Bob went on to attack a major myth -- that slow training produces slow racing. "I don't feel that slow training hurts one's speed at all," he said. "Although my times for the shorter distances are not too good, even my 440 and 880 times are improving over what I ran on interval training. One of my biggest thrills was running 1:58.8 for the half and beating runners who'd been training on 24-second 220s.

"Regular racing helps keep me sharp, but I am not convinced that it is completely necessary. If it is, I think that two or three races are sufficient to recover any lost sharpness without doing any speed training. It works out to almost an exact formula with me. I'm usually a little sluggish in my first fast race. It may take 4:27 to run a mile. But if I run within a week or two it's sure to be 4:17.

"The 10-second improvement seems to be pretty standard. But I've found that if I train fast, if I go faster than normal once or twice during the week, I often don't race well."

Deines doesn't go out with missionary zeal attempting to recruit other runners to his way of thinking. He didn't try to revolutionize Occidental's running system, only his own.

"I may not have the greatest method in the world, and I don't claim to," he quietly told me. "But I enjoy it, it works for me and I don't get hurt." That's a three-part combination few runners can match.

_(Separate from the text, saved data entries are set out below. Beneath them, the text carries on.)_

PR #672, opened 2024-02-27
[W-15133703] remove release notes pages from the JP site

cheungaryk:
ref: W-15133703

Add `isJPReleaseNotes(navItemData.content)` for the left nav item to check whether the left nav item is `リリースノート` ("release notes" in Japanese). If so, don't add it to the left nav. Doing so effectively hides the page so the users can't access it from the left nav.

To test, run `npm run preview-site-jp` and open [localhost:8080](). Click **Studio** and see that the release notes (aka リリースノート) is not listed.


jdomingu (approved):
Looks good! Confirmed the release notes page doesn't appear.

PR #673, opened 2024-02-27
[W-14075726] add hover link

cheungaryk:
ref: W-14075726

This PR adds the title property to any internal links, so that when a user hovers on one of those links, it will show the first paragraph as a tooltip.

Validation can be done on a beta site, for example the `custom-connectors` section: https://dev-docs-internal.kqa.msap.io/beta-hover-text/general/java-support#custom-connectors (all links except for "Deploy your applications" are testable). Ignore external links or dead links (for example, links to release notes since release notes is not part of this beta site). See the following screenshot:

Screenshot 2024-02-29 at 6 58 01 AM


jdomingu:
Nice work. Very nifty. No problems with the functionality itself. As I was looking at this, I had just two concerns (one real, one a nitpick).

Performance-wise, I would be concerned with rolling this out, as the title fetching is happening on load and requires spawning a new request for each link. Just for the shortish Java Support page, I'm seeing something like 25 new requests:

Screenshot 2024-02-29 at 10 34 26 AM

We'd have to test to be sure, but I think that for something like the incredibly long connector reference topics, this might be a dealbreaker. 

As for the nitpick, I think 512 characters seems very long for a tooltip. Holding your mouse in place long enough to read something like this for example isn't necessarily the best experience:

Screenshot 2024-02-29 at 10 15 28 AM

If we roll this out, I would recommend cutting down to something like 150 characters.

All to say, super sorry to leave this in limbo, but would you mind if we discussed this as a team before rolling it out?

cheungaryk:
> Nice work. Very nifty. No problems with the functionality itself. As I was looking at this, I had just two concerns (one real, one a nitpick).
> 
> Performance-wise, I would be concerned with rolling this out, as the title fetching is happening on load and requires spawning a new request for each link. Just for the shortish Java Support page, I'm seeing something like 25 new requests:
> 
> Screenshot 2024-02-29 at 10 34 26 AM
> 
> (We could probably improve the performance by maintaining a dictionary and deduplicating requests, but that might still not be enough for topics with lots of links like a connector reference topic.) I think ideally we would test this a bit more to be safe.
> 
> As for the nitpick, I think 512 characters seems very long for a tooltip. Holding your mouse in place long enough to read something like this for example isn't necessarily the best experience:
> 
> Screenshot 2024-02-29 at 10 15 28 AM
> 
> If we roll this out, I would recommend cutting down to something like 150 characters.
> 
> All to say, super sorry to leave this in limbo, but would you mind if we discussed this as a team before rolling it out?

Of course we can wait on deploying this! However, I will be on leave after today.

I adjusted it to 255 characters before looking at your review. It's an arbitrary number but I can do 150 characters.

jdomingu:
Awesome! Thanks for doing that and for being so flexible!

cheungaryk:
> Awesome! Thanks for doing that and for being so flexible! 🥇 Added this to our standup parking lot.

I made this into 150 characters as you suggested, and also made some changes to the code so that if the anchor is on the same page, just retrieve that section from the document object directly. This should greatly reduce the number of fetches (can test in the beta site later). (see [74031c5](https://github.com/mulesoft/docs-site-ui/pull/673/commits/74031c573b6519545baacee94646213202dcdbab))

Thank you for taking this over!

cheungaryk:
I added caching the DOM for pages: [794d8f9](https://github.com/mulesoft/docs-site-ui/pull/673/commits/794d8f9e58441ed6fd885f1aeae00022eafff1f3), so now there should only be 1 request per page. However, I wasn't able to test in time in the beta site, but feel free to validate.

jdomingu:
Following up: after expanding the beta test site and trying this on a wide variety of topics, I unfortunately can't recommend we roll this out. Although it works fine for the vast majority of topics, there are still a fair number of very long topics in our topics that this ends up inflicting a massive performance hit on--even with the excellent improvements you made in the second revision.

Here's the [most extreme example] taking just under a minute to fully load and launching 1600 odd requests (including CSS and JS and whatnot):
Screenshot 2024-03-20 at 9 26 55 AM

PR #675, opened 2024-02-29
[W-15023019] add dynamic trending topics to JP site

cheungaryk:
ref: W-15023019

Make JP site to use dynamically generated trending topics, powered by Coveo.

Before merging, make sure that the recommended content is accurate (inaccurate content would show content in descending alphabetical order, for example Zuora -> XML -> Xero -> Workday -> ...). Since Coveo User Analytics was recently added in #669, it may take awhile for the content recommendation to be tuned correctly.

If the content recommendation is still bad after awhile, then please consult Coveo to make sure the machine learning model and pipelines are configured correctly.


jdomingu (approved):
Excellent! Looks great 👍

PR #676, opened 2024-02-29
[W-15152389] Fix: Element focus obscured at bottom of page for some screen resolutions

jdomingu:
This PR fixes an edge cases with some screen resolutions which prevents you from clicking on elements on the very bottom of the page, and displaying a title tooltip:

Screenshot 2024-02-29 at 10 56 29 AM

Steps to reproduce (on another branch without this fix):

1. Open the browser developer tools. (Right-click anywhere in the page and click Inspect.)
1. Toggle the device toolbar (Ctrl/Cmd + Shift + M)
1. Set the resolution to 1200x1200.
1. Scroll to the bottom of the page and hover over any of the social media icons.

**Testing**

Confirmed at multiple resolutions that the bug no longer reproduces. Confirmed that the display of the version badges was not impacted by the change and you can still view their title attributes on hover. Also, tested in a full build to confirm this was fixed with a full left nav.


cheungaryk (approved):

cheungaryk:
validated locally based on instructions provided 🎆

PR #725, opened 2024-05-30
[W-15051462] fix minor bug for breadcrumbs + reorganize JP preview site

cheungaryk:
ref: W-15051462

- fix minor issue for breadcrumbs so if the breadcrumbs aren't present on the site (for example, in the homepage), the script doesn't need to execute further
- move the JP preview site files into the correct location so the preview site can find them
- update header


jdomingu (approved):
Looks good! Confirmed this locally. Merge away!

Probably unrelated: Do you see this in the trending topics recs on your end?

Screenshot 2024-05-30 at 10 45 00 AM

cheungaryk:
> Looks good! Confirmed this locally. Merge away!
> 
> Probably unrelated: Do you see this in the trending topics recs on your end?
> 
> Screenshot 2024-05-30 at 10 45 00 AM

Great! Thanks for the approval. The issue with the "no title" error is due to the incident with the JP redirect. Once that issue is resolved, this issue will be resolved as well.

PR #727, opened 2024-06-03
[W-15921470] trending topics fallback

cheungaryk:
ref: W-15921470

- add fallback links for when trending topics (from Coveo) aren't returning any results (or bad results)
- update JP site marketing header

### How to test

1. Run `npm run preview-jp`
2. Open http://localhost:8080/jp on your web browser (note: not localhost:8080. I will have to fix that later). You should see initially that the trending topics box shows a bunch of "no titles", and then after a few seconds, they changed into a bunch of real links. These links are hardcoded in a JSON file in case these results are either "no titles" or if there are no results at all


src/js/25-trending-topics-fallback.js
```diff
@@ -0,0 +1,47 @@
...
+    const atomicRecsResult = recsListShadowRoot.querySelector('atomic-recs-result')
+    if (atomicRecsResult) {
+      const recsResultShadowRoot = atomicRecsResult.shadowRoot
+      const atomicText = recsResultShadowRoot.querySelector('atomic-text')
+      return atomicText?.value !== 'no-title'
+    }
+    return true
+  }
+
+  setTimeout(() => {
```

In terms of how his training works, the statistics speak for themselves. Pick a distance and compare "before-after". He picks up his quota of minor aches and pains, like any runner under any system does, but they've never disabled the deceptively frail-looking 6'1", 140-pounder.

I'll vouch for the fact that he thoroughly enjoys his running, for itself and not just the rewards earned. Both days we ran together, conditions weren't the best for him. Both were mornings-after, when hangover-like feelings from a previous day's race were with him. Still, without a hint of self-coercion, he eagerly took to the roads for two-hour-plus jaunts.

Deines' ambitions remain remarkably low for a young man with his talent. Competition is important to him, but not necessarily the high placings and fast times that have gone with his recent racing.

"Competition has always been for me an enjoyable experience," he said. "The important thing is taking part and achieving victory over myself and my own goals. Winning is not the most important aspect, and if too much emphasis is placed on it enjoyment is lost."

Future plans: "I don't foresee an end to my running career," he said. That statement says a lot about him.